• What to work on: The lines below that include the word "have" are to be reported.

• Information:
◇ ◇ ◇ ◇

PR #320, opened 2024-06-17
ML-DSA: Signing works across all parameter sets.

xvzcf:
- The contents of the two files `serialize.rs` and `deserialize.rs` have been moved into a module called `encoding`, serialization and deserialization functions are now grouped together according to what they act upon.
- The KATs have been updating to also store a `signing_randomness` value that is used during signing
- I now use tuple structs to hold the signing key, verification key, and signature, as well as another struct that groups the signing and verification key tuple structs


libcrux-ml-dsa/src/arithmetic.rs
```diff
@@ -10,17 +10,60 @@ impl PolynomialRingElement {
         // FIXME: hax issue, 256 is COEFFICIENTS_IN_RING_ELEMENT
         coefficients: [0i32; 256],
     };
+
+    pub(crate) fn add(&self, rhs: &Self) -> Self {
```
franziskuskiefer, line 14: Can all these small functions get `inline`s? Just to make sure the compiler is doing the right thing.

◇ ◇ ◇ ◇

• Result of the exercise:
- The contents of the two files `serialize.rs` and `deserialize.rs` have been moved into a module called `encoding`, serialization and deserialization functions are now grouped together according to what they act upon.
- The KATs have been updating to also store a `signing_randomness` value that is used during signing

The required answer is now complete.